Applying the union bound

$\mathcal{D}^m$({$\mathcal{S} : \exists h \in \mathcal{H}, | \mathcal{L}_s(h) - \mathcal{L}_\mathcal{D}(h)| > \epsilon$})$\leq $ $\sum_{h \in \mathcal{H}} \mathcal{D}^m$({$\mathcal{S} :| \mathcal{L}_s(h) - \mathcal{L}_\mathcal{D}(h)| > \epsilon$})

At the same time:

$\mathcal{L}_\mathcal{D}(h) = E_{z\sim\mathcal{D}}[l(h,z)] = E[l(h,z_i)]$ - since i.i.d. and

$\mathcal{L}_\mathcal{S}(h)=\frac{1}{m}\sum_{i=1}^{m}l(h,z_i)$ and

$E(\mathcal{L}_\mathcal{S}(h)) = \mathcal{L}_\mathcal{D}(h)$

And using Hoeffding’s Inequality:

$\mathcal{D}^m$({$\mathcal{S} : \exists h \in \mathcal{H}, | \mathcal{L}_s(h) - \mathcal{L}_\mathcal{D}(h)| > \epsilon$}) $\leq \sum_{h \in H}2exp(-2m\epsilon^2) = 2|\mathcal{H}|exp(-2m\epsilon^2)$

Corollary

Let $\mathcal{H}$ be a finite hypothesis class, let $\mathcal{Z}$ be a domain and let $l: \mathcal{H} \times \mathcal{Z} \to{[0,1]}$ be a loss function, then $\mathcal{H}$ enjoys the uniform convergence with sample complexity: $m^\mathcal{UC}_{\mathcal{H}}(\epsilon, \delta) \leq \lceil \frac{\log(\frac{2|H|}{\delta})}{2\epsilon^2} \rceil$

Questions:

Q: How to approach a good hypothesis class?

A: Approaching a good hypothesis class is undoubtedly a very important question in the field of practical machine learning.

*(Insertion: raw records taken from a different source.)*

PR #4759, opened 2020-02-04
Order admin products

### LINKED ISSUE #3909: Sorts product per alphabetical order
## Description
**- As a:** Enterprise user or super admin user
**- On page:** /admin/products
**- I want to be able to do:** See products per alphabetical order.

This user feedback came from Guillaume, see: https://community.openfoodnetwork.org/t/some-potential-ofn-improvements-from-a-small-normandy-producer/1663

## Acceptance Criteria
This issue can be closed if the following tests can be done:

*Scenario 1*
1. Log in as an enterprise user
2. Go to /admin/products
3. The list of product shall appear in alphabetical order with filter or without filters.

*Scenario 2*
1. Log in as a super admin
2. Go to /admin/products
3. The list of product shall appear in alphabetical order with filter or without filters.

pacodelaluna:
Closes #3909 

This change is needed to helper some users to have a clearer view of their catalogue. I decided to allow to sort on Name column instead of forcing the order on Name ASC.

To test, you can go to /admin/products page and click on the Name column to check that your products are getting properly sorted.

#### Release notes
Allow Admin products to be sorted by name

Changelog Category: Added


app/assets/javascripts/admin/bulk_product_update.js.coffee
```diff
@@ -103,9 +106,16 @@ angular.module("ofn.admin").controller "AdminProductEditCtrl", ($scope, $timeout
     $scope.categoryFilter = "0"
     $scope.importDateFilter = "0"
 
+  $scope.$watch 'sortOptions', (sort) ->
+    if sort && sort.predicate != ""
+      $scope.sorting = sort.predicate + ' desc' if sort.reverse
+      $scope.sorting = sort.predicate + ' asc' if !sort.reverse
+      $scope.fetchProducts()
```
luisramos0: this is copy pasted code so I'd extract it, maybe SortOptions itself would be a good place for it?

```ruby
  $scope.$watch 'sortOptions', (sort) ->
       return unless sort && sort.predicate != ""

       $scope.sorting = sort.getSortingExpr()
       $scope.fetchProducts()   
            
and then in sortOptions:
    getSortingExpr: () ->
         sortingExpr = this.predicate + ' desc' if this.reverse
         sortingExpr = this.predicate + ' asc' if !this.reverse
         sortingExpr
```

you could call this from the orders controller as well.

luisramos0:
You decided to add the sorting button right?
It would be good to see a screenshot in the PR and also validate it with someone from Product.

pacodelaluna:
I need to fix tests, especially to setup the default order at the controller side too. Will come with additional patch asap.

pacodelaluna:
To avoid changing the default behaviour, now you can now just filter the products list by name.

Screenshot from 2020-02-05 08-55-15

Tell me if any issue with this.

luisramos0:
ping @lin-d-hop @RachL 
imho I think it should sort alphabetically by name by default.

pacodelaluna:
@luisramos0 You are right, it is pretty clear on the ticket, I will then force the order to `name asc`.

RachL:
@luisramos0 @pacodelaluna @lin-d-hop I'm fine also if we leave it this way first. In order to not confuse people. I really don't know if some of them out there like to have them ordered by date. I only hear from people who want to have them ordered alphabetically. Moving to alphabetical order by default means you can't have them by date at all anymore (expect if you did an import). So with this current solution we have both, that's interesting in some way. So I would be fine to first ship it as is.

pacodelaluna:
I was also thinking that we are using API Products on Admin Products page, and the API call may be used in other places, so to change the default order may have side effects. It is just assumption but safer for now I think.

app/controllers/api/products_controller.rb
```diff
@@ -136,6 +142,10 @@ def render_paged_products(products)
       }.to_json
     end
 
+    def query_params_with_defaults
+      params[:q].to_h.reverse_merge!('s' => 'created_at desc')
```
sauloperez: I'd rather not mutate to avoid nasty side effects with the params so I'd rather use `#reverse_merge` instead of `#reverse_merge!`

pacodelaluna: Done

sigmundpetersen:
There are errors in the last build

pacodelaluna:
Getting random failures in tests, trying to fix this asap...

luisramos0:
if you have changed the default order of the products you will need to adapt the specs.

RachL:
@pacodelaluna @luisramos0 can this be staged and tested meanwhile or should we wait?

luisramos0:
no, it's back to in dev.

pacodelaluna:
Sorry about the mess, got a regression in the middle of my commits and was blind after it (random failures appeared as order was skipped on scope). 
It should be all good now :crossed_fingers:  Tell me if any issue.

luisramos0:
ready for testing again :+1:

RachL:
Alright, this is quite interesting: even if you change the filters or search : the ordering is kept.

I believe it is a really good first option that I can send to users in order for them to decide which default ordering they prefer.

Thank you @pacodelaluna :tada:

luisramos0:
great, thanks @pacodelaluna :tada:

Unfortunately, the best answer to the question is “based on previous knowledge of the problem under consideration”. Obviously, it does not provide any recipe for how to proceed and requires from the researches deep understanding of the problem and experience. In certain sense, choosing “proper” hypothesis class is more an “art” than a “science”.

Q: P49 of the book, Remark 3.2, why the algorithm will return a outside of H?

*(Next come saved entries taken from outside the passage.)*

PR #4760, opened 2020-02-04
Merge Spree::CheckoutController with CheckoutController and clean it up

### LINKED ISSUE #2763: [Refactoring] Merge Spree::CheckoutController with our CheckoutController
### Description
As mentioned [here](https://github.com/openfoodfoundation/openfoodnetwork/pull/2366#issuecomment-407663487), we are decorating Spree's CheckoutController and then extending it. This needs to be cleared up.

We should merge https://github.com/openfoodfoundation/openfoodnetwork/blob/master/app/controllers/spree/checkout_controller_decorator.rb
	and https://github.com/openfoodfoundation/openfoodnetwork/blob/master/app/controllers/checkout_controller.rb

### Expected output
We have one single place where all overrides to the Spree Checkout Controller are done. One possibility to be considered is to have our own CheckController without extending or decorating the Spree one. If what's on the Spree side is small enough to be copied to our side.

## Tests
No change in functionality. the checkout on the website should work correctly.

luisramos0:
#### What? Why?

Closes #2763

While working on StripeSCA and adding more logic to the checkout controller I realized it was nonsense to have such a critical part of the OFN app in such a bad state: long controller, extending a useless Spree::CheckoutController, full of logic and with a lot of "complexity" rubocop issues...
Obviously time for a clean up!

This PR merges the controllers as described in #2763 and also fixes all rubocop issues by extracting logic to different methods.
The only remaining rubocop issue is the size of the class: some logic was extracted to 3 separate classes but the class is still 238 lines long.

In the end, I had to keep Spree::CheckoutController only for a route that paypal_express uses. It only redirects to CheckoutController. At some point we can modigy the paypal_express gem to go directly to our CheckoutController (the checkout_state_path [here](https://github.com/openfoodfoundation/better_spree_paypal_express/blob/master/app/controllers/spree/paypal_controller.rb)).

#### What should we test?
We need to test all parts of the checkout process including exceptions:
- Verify simple checkout functionality is working correctly.
- Verify paypal payments and errors during payment are working correctly
- Verify stripe payments and errors during payment are working correctly (including paying with saved cards)
- Verify the order addresses can be successfully saved as default addresses and reused later

#### Release notes
Changelog Category: Changed
Major refactor of the checkout code to make it cleaner, easier, simpler and ready for the future!


app/services/checkout/form_data_adapter.rb
```diff
@@ -0,0 +1,68 @@
...
+    private
+
+    # For payment step, filter order parameters to produce the expected
+    #   nested attributes for a single payment and its source,
+    #   discarding attributes for payment methods other than the one selected
+    def move_payment_source_to_payment_attributes!
+      return unless @params[:payment_source].present? &&
+                    payment_source_params = delete_payment_source_params!
+
+      @params[:order][:payments_attributes].first[:source_attributes] = payment_source_params
```
sauloperez: It is strongly encouraged not to mutate the params object as can lead to potential and hard to spot bugs (I can try to find an article I read about the recently). This is just the same idea of not mutating data shared by multiple objects in a system. I'd rather `#dup` the params and return that one instead.

sauloperez:
This looks awesome but I'll need to give it another read. I'd appreciate if you could point out what you just merged and what you modified other than the abstractions you came up with. It would ease the review process.

luisramos0:
It's 100% refactoring Pau. Absolutely no change (including keeping the mutation of params).

app/controllers/checkout_controller.rb
```diff
@@ -46,26 +46,7 @@ def update
...
-      flash[:error] = if @order.errors.present?
-                        @order.errors.full_messages.to_sentence
-                      else
-                        t(:payment_processing_failed)
-                      end
-      update_failed
-      return
-    end
-    return update_failed unless @order.state == "complete" || @order.completed?
+    return unless checkout_workflow(shipping_method_id)
```
mkllnk: `update_failed` is a rendering method. I personally prefer to have calls to rendering with in action method to see all possible outcomes. If you did `return update_failed unless ...` here, it would simplify the `checkout_worflow` method, reduce duplication and enable us to move that logic to a service.

app/services/checkout/form_data_adapter.rb
luisramos0: ok, I am dupping the params on the initializer so that all work is done of a copy of it 👌

luisramos0: this is now the only change in this PR :-) all other logic should be exactly the same.

app/controllers/checkout_controller.rb
```diff
@@ -153,22 +152,6 @@ def set_default_ship_address
     end
   end
 
-  def check_order_for_phantom_fees
```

A: The “optimal” solution might be a bit outside of the hypothesis class. When it is impossible to find a solution within some constraints, it can be reasonable to relax those constraints. After relaxation, we are more likely to find a solution.

Q: P57,Remark 4.1(“Discretization trick”). Is it really a trick to solve problem or something we have to deal with?

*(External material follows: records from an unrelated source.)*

PR #4766, opened 2020-02-05
Packing reports include customer first name in alphabetical ordering

### LINKED ISSUE #4765: Packing Reports - Order by name does not include first name
## Description

The Packing reports (Customer and Supplier) order the orders by customer name. Unfortunately this include last name but not first name.

This recently broke a script I created to merge the data from two reports into a single report for a user. They suddenly had two customers with the same surname. The other report orders by surname and firstname so to make the script run more quickly I used the ordering to match the data. I tried updating the script but google scripts are slow and timeout quickly so I figured it would be better to just fix the bug in the report.

## Expected Behavior

Packing reports should list orders by LastName then FirstName, along with all the other sorting that happens in the reports.

## Actual Behaviour

Packing reports should list orders by LastName, along with all the other sorting that happens in the reports. If two orders have the LastName then first name ordering is random.

## Steps to Reproduce

1. Create a few orders with the same last name and different first names
2. Go to the packing reports
3. Check the ordering of the orders in both reports. Only last name is used in the sorting.

## Animated Gif/Screenshot

Let me know if you need this. For privacy I'm not sharing the live data and I haven't replicated with fake data. I'll share the live data in a DM on slack.

## Severity

Only really a problem in my scripts.... 

## Your Environment

* Version used: Hot Kimchi

lin-d-hop:
#### What? Why?

Closes #4765

The Packing reports (Customer and Supplier) order the orders by customer name. Unfortunately this include last name but not first name.

This recently broke a script I created to merge the data from two reports into a single report for a user. They suddenly had two customers with the same surname. The other report orders by surname and firstname so to make the script run more quickly I used the ordering to match the data. I tried updating the script but google scripts are slow and timeout quickly so I figured it would be better to just fix the bug in the report.

#### What should we test?

Create a few orders with the same last name and different first names
Go to the packing reports
Check the ordering of the orders in both reports. The reports should now sort alphabetically by first name too.

#### Release notes

Packing reports now include first name in alphabetical ordering.

Changelog Category: Fixed

### DIFF
--- a/lib/open_food_network/packing_report.rb
+++ b/lib/open_food_network/packing_report.rb
@@ -52,7 +52,9 @@ module OpenFoodNetwork
           { group_by: proc { |line_item| line_item.order.distributor },
             sort_by: proc { |distributor| distributor.name } },
           { group_by: proc { |line_item| line_item.order },
-            sort_by: proc { |order| order.bill_address.lastname },
+            sort_by: proc { |order| order.bill_address.lastname } },
+          { group_by: proc { |line_item| line_item.order },
+            sort_by: proc { |order| order.bill_address.firstname },
             summary_columns: [proc { |_line_items| "" },
                               proc { |_line_items| "" },
                               proc { |_line_items| "" },
@@ -88,7 +90,9 @@ module OpenFoodNetwork
          { group_by: proc { |line_item| line_item.full_name },
            sort_by: proc { |full_name| full_name } },
          { group_by: proc { |line_item| line_item.order },
-           sort_by: proc { |order| order.bill_address.lastname } }]
+           sort_by: proc { |order| order.bill_address.lastname } },
+         { group_by: proc { |line_item| line_item.order },
+           sort_by: proc { |order| order.bill_address.firstname } }]
       end
     end
 


filipefurtad0:
Hi @lin-d-hop,

Bug verification:
- As a user: Carried out several purchases - same user, but I changed the first name
- As an Admin: Verified the fact that new orders are not displayed alphabetically, under the Packing reports.

Testing:
- Staged this in Katuma, and proceeded as before:
- As a user: Carried out several purchases - same user, but I changed the first name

A: First of all, let us pay attention, that authors of the book put the name of the remark into quotes. Given that, authors, probably, wanted to pay attention to the fact when we are dealing with practical tasks and computers, we have a useful tool “to get a very good estimate of the practical sample complexity of infinite hypothesis classes”

Q: The bound of PAC learnability and bound of agnostic PAC learnability is different, why? and which part of the assumption makes the difference?

A: If we look at the definitions of PAC and Agnostic PAC learnabilities, we would find, that the definitions are very similar, but still they have some differences, which lead to different bounds. The main difference is, of course, that Agnostic PAC tries to find a hypothesis, whose error is not much larger than the best error achievable by a hypothesis from the hypothesis class, while PAC tries to find a hypothesis with an arbitrary small error. Because of this difference, the function $m_H(\epsilon, \delta)$ should be defined differently for PAC and Agnostic PAC.